__Exercise objective__
Your answer must be an exact copy of all the entries.

__Stored data__
PR #588, opened 2023-08-08
sqld: Add panic logging, api error and fix log env

LucioFranco:


sqld/src/main.rs
```diff
@@ -336,6 +336,10 @@ fn enable_libsql_logging() {
 
 #[tokio::main]
 async fn main() -> Result<()> {
+    if std::env::var("RUST_LOG").is_err() {
```
LucioFranco, line 339: I couldn't get RUST_LOG to work locally...so I am doing it this way and it seems to work better. Idk why the previous setup was not working.

MarinPostma (approved):

psarna (approved):

PR #589, opened 2023-08-10
Create namespace from dump

MarinPostma:
This PR enables creating namespaces by loading from a sqlite dump.

To create a namespace from a dump, send the dump to `POST /v1/namespaces/:namespace_name/create-with-dump` on the admin API.

depends on #575


sqld/src/admin_api.rs
```diff
@@ -1,25 +1,37 @@
 use anyhow::Context as _;
-use axum::{extract::State, Json};
-use serde::Deserialize;
-use std::net::SocketAddr;
+use axum::extract::{BodyStream, Path, State};
+use axum::Json;
+use futures::TryStreamExt;
```
LucioFranco, line 4: I would avoid using futures crate and use tokio-stream instead

LucioFranco (approved):

sqld/src/admin_api.rs
MarinPostma: Why is that?

PR #599, opened 2023-08-11
proxy frame replication

MarinPostma:
This PR adds the ability to proxy replication request from replica to its primary. Essentially, now, replication requests can hit any instance in a sqld cluster.


penberg:
Very cool, @MarinPostma! I will let @LucioFranco review this.

honzasp (approved):

PR #613, opened 2023-08-21
return appropriate sqlite error when checkpoint it ignored

MarinPostma:
the `on_checkpoint` hook inhibits checkpointing if the checkpoint flag in anything less than `TRUNCATE`. The hook was returning `SQLITE_OK` in those situation. SQLite interprets `xCheckpoint` returning `SQLITE_OK` as the WAL being completely checkpointed and the database file being `fsync`ed. On close, it then assumes that the WAL is empty, and simply detroys it, resulting in data losses.

Returning `SQLITE_BUSY` instead prevents that.

sources:
- [code that invoked the wal method](https://github.com/libsql/libsql/blob/main/src/wal.c#L2258-L2273)
- [sqlite returning `SQLITE_BUSY` when failing to checkpoint](https://github.com/libsql/libsql/blob/main/src/wal.c#L3912)

Since we don't really check if the checkpoint was triggered by a connection close, a connection close never deletes the WAL file, because a connection close always uses the `PASSIVE` checkpoint flag. This should not be an issue, and leaves us full control over checkpointing.

### DIFF
--- a/sqld/src/replication/primary/logger.rs
+++ b/sqld/src/replication/primary/logger.rs
@@ -10,6 +10,7 @@ use anyhow::{bail, ensure};
 use bytemuck::{bytes_of, pod_read_unaligned, Pod, Zeroable};
 use bytes::{Bytes, BytesMut};
 use parking_lot::RwLock;
+use rusqlite::ffi::SQLITE_BUSY;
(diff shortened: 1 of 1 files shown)


Horusiath (approved):
LGTM

PR #44, opened 2016-02-08
Fix #2: `console` should always be visible

### LINKED ISSUE #2: `console` should always be visible
Add language that ensures that `console` is always visible and usable to scripts, even if the developer console has not been opened or does not exist.

robertkowalski:
- modify IDL, explicitly exposing console
 - add language that implementations should buffer
 - add additional note that console is always visible

### DIFF
--- a/index.bs
+++ b/index.bs
@@ -210,8 +210,9 @@ partial interface WorkerGlobalScope {
 </pre>
 
 <p class="note">
-It is important that `console` is always visible and usable to scripts,
-even if the developer console has not been opened or does not exist.
+It is important that <code>console</code> is always visible
+and usable to scripts, even if the developer console has not been opened or
+does not exist.
 </p>
 
 <h3 id="logging">Logging methods</h3>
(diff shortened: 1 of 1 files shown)


index.bs
```diff
@@ -139,6 +139,9 @@ The printer operation is implementation-defined. It accepts a log level indicati
 
 By the time the printer operation is called, all format specifiers will have been taken into account, and any arguments that are meant to be consumed by format specifiers will not be present in <var>args</var>. The implementation's job is simply to print the List.
 
+If the console is not open, implementations should choose to buffer messages
```
domenic: not open "when the printer operation is called".

Remove "choose".

Maybe add something like ", up to an implementation-chosen limit (typically on the order of at least 100)".

index.bs
```diff
@@ -205,6 +208,11 @@ partial interface WorkerGlobalScope {
 };
 </pre>
 
+<p class="note">
+It is important that `console` is always visible and usable to scripts,
```
domenic: I'm not sure backticks will work here; you might need to use `<code>`. Check the output.

index.bs
robertkowalski: > not open "when the printer operation is called".

great this more precise, <3 it

> Maybe add something like ", up to an implementation-chosen limit (typically on the order of at least 100)".
 
good call... wanted to write something about the limits but had a hard time finding the right language... fixing...

domenic:
LGTM!

robertkowalski:
merged as 1b525c6a149c3f6f36d3dbcb9716ed3f34c78f57

thanks for the good feedback :)

PR #61, opened 2016-06-11
document differences for console.count argument handling

robertkowalski:


robertkowalski:
ping @domenic @terinjokes

PR #83, opened 2017-01-14
Meta: add commit and branch snapshots

domenic:
This moves the deploy process to be in line with most other WHATWG specifications; see https://github.com/whatwg/meta/issues/2. It also adds the missing dfn.js file to get popups when clicking on <dfn> elements and makes other small tweaks.

I know @robertkowalski did a lot of work to move the deploy process into the makefile, but we're pretty much using this similar deploy.sh script for all other repos, so it's probably best to be uniform.

Let's see if Travis likes this as a PR...


domenic:
Tada:

- https://console.spec.whatwg.org/branch-snapshots/snapshots/
- https://console.spec.whatwg.org/commit-snapshots/e51efb2f3c8bbdd9bc6f71cb9f02ab9999a493c6/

__Response area__
PR #588, opened 2023-08-08
sqld: Add panic logging, api error and fix log env

LucioFranco:


sqld/src/main.rs
```diff
@@ -336,6 +336,10 @@ fn enable_libsql_logging() {
 
 #[tokio::main]
 async fn main() -> Result<()> {
+    if std::env::var("RUST_LOG").is_err() {
```
LucioFranco, line 339: I couldn't get RUST_LOG to work locally...so I am doing it this way and it seems to work better. Idk why the previous setup was not working.

MarinPostma (approved):

psarna (approved):

PR #589, opened 2023-08-10
Create namespace from dump

MarinPostma:
This PR enables creating namespaces by loading from a sqlite dump.

To create a namespace from a dump, send the dump to `POST /v1/namespaces/:namespace_name/create-with-dump` on the admin API.

depends on #575


sqld/src/admin_api.rs
```diff
@@ -1,25 +1,37 @@
 use anyhow::Context as _;
-use axum::{extract::State, Json};
-use serde::Deserialize;
-use std::net::SocketAddr;
+use axum::extract::{BodyStream, Path, State};
+use axum::Json;
+use futures::TryStreamExt;
```
LucioFranco, line 4: I would avoid using futures crate and use tokio-stream instead

LucioFranco (approved):

sqld/src/admin_api.rs
MarinPostma: Why is that?

PR #599, opened 2023-08-11
proxy frame replication

MarinPostma:
This PR adds the ability to proxy replication request from replica to its primary. Essentially, now, replication requests can hit any instance in a sqld cluster.


penberg:
Very cool, @MarinPostma! I will let @LucioFranco review this.

honzasp (approved):

PR #613, opened 2023-08-21
return appropriate sqlite error when checkpoint it ignored

MarinPostma:
the `on_checkpoint` hook inhibits checkpointing if the checkpoint flag in anything less than `TRUNCATE`. The hook was returning `SQLITE_OK` in those situation. SQLite interprets `xCheckpoint` returning `SQLITE_OK` as the WAL being completely checkpointed and the database file being `fsync`ed. On close, it then assumes that the WAL is empty, and simply detroys it, resulting in data losses.

Returning `SQLITE_BUSY` instead prevents that.

sources:
- [code that invoked the wal method](https://github.com/libsql/libsql/blob/main/src/wal.c#L2258-L2273)
- [sqlite returning `SQLITE_BUSY` when failing to checkpoint](https://github.com/libsql/libsql/blob/main/src/wal.c#L3912)

Since we don't really check if the checkpoint was triggered by a connection close, a connection close never deletes the WAL file, because a connection close always uses the `PASSIVE` checkpoint flag. This should not be an issue, and leaves us full control over checkpointing.

### DIFF
--- a/sqld/src/replication/primary/logger.rs
+++ b/sqld/src/replication/primary/logger.rs
@@ -10,6 +10,7 @@ use anyhow::{bail, ensure};
 use bytemuck::{bytes_of, pod_read_unaligned, Pod, Zeroable};
 use bytes::{Bytes, BytesMut};
 use parking_lot::RwLock;
+use rusqlite::ffi::SQLITE_BUSY;
(diff shortened: 1 of 1 files shown)


Horusiath (approved):
LGTM

PR #44, opened 2016-02-08
Fix #2: `console` should always be visible

### LINKED ISSUE #2: `console` should always be visible
Add language that ensures that `console` is always visible and usable to scripts, even if the developer console has not been opened or does not exist.

robertkowalski:
- modify IDL, explicitly exposing console
 - add language that implementations should buffer
 - add additional note that console is always visible

### DIFF
--- a/index.bs
+++ b/index.bs
@@ -210,8 +210,9 @@ partial interface WorkerGlobalScope {
 </pre>
 
 <p class="note">
-It is important that `console` is always visible and usable to scripts,
-even if the developer console has not been opened or does not exist.
+It is important that <code>console</code> is always visible
+and usable to scripts, even if the developer console has not been opened or
+does not exist.
 </p>
 
 <h3 id="logging">Logging methods</h3>
(diff shortened: 1 of 1 files shown)


index.bs
```diff
@@ -139,6 +139,9 @@ The printer operation is implementation-defined. It accepts a log level indicati
 
 By the time the printer operation is called, all format specifiers will have been taken into account, and any arguments that are meant to be consumed by format specifiers will not be present in <var>args</var>. The implementation's job is simply to print the List.
 
+If the console is not open, implementations should choose to buffer messages
```
domenic: not open "when the printer operation is called".

Remove "choose".

Maybe add something like ", up to an implementation-chosen limit (typically on the order of at least 100)".

index.bs
```diff
@@ -205,6 +208,11 @@ partial interface WorkerGlobalScope {
 };
 </pre>
 
+<p class="note">
+It is important that `console` is always visible and usable to scripts,
```
domenic: I'm not sure backticks will work here; you might need to use `<code>`. Check the output.

index.bs
robertkowalski: > not open "when the printer operation is called".

great this more precise, <3 it

> Maybe add something like ", up to an implementation-chosen limit (typically on the order of at least 100)".
 
good call... wanted to write something about the limits but had a hard time finding the right language... fixing...

domenic:
LGTM!

robertkowalski:
merged as 1b525c6a149c3f6f36d3dbcb9716ed3f34c78f57

thanks for the good feedback :)

PR #61, opened 2016-06-11
document differences for console.count argument handling

robertkowalski:


robertkowalski:
ping @domenic @terinjokes

PR #83, opened 2017-01-14
Meta: add commit and branch snapshots

domenic:
This moves the deploy process to be in line with most other WHATWG specifications; see https://github.com/whatwg/meta/issues/2. It also adds the missing dfn.js file to get popups when clicking on <dfn> elements and makes other small tweaks.

I know @robertkowalski did a lot of work to move the deploy process into the makefile, but we're pretty much using this similar deploy.sh script for all other repos, so it's probably best to be uniform.

Let's see if Travis likes this as a PR...


domenic:
Tada:

- https://console.spec.whatwg.org/branch-snapshots/snapshots/
- https://console.spec.whatwg.org/commit-snapshots/e51efb2f3c8bbdd9bc6f71cb9f02ab9999a493c6/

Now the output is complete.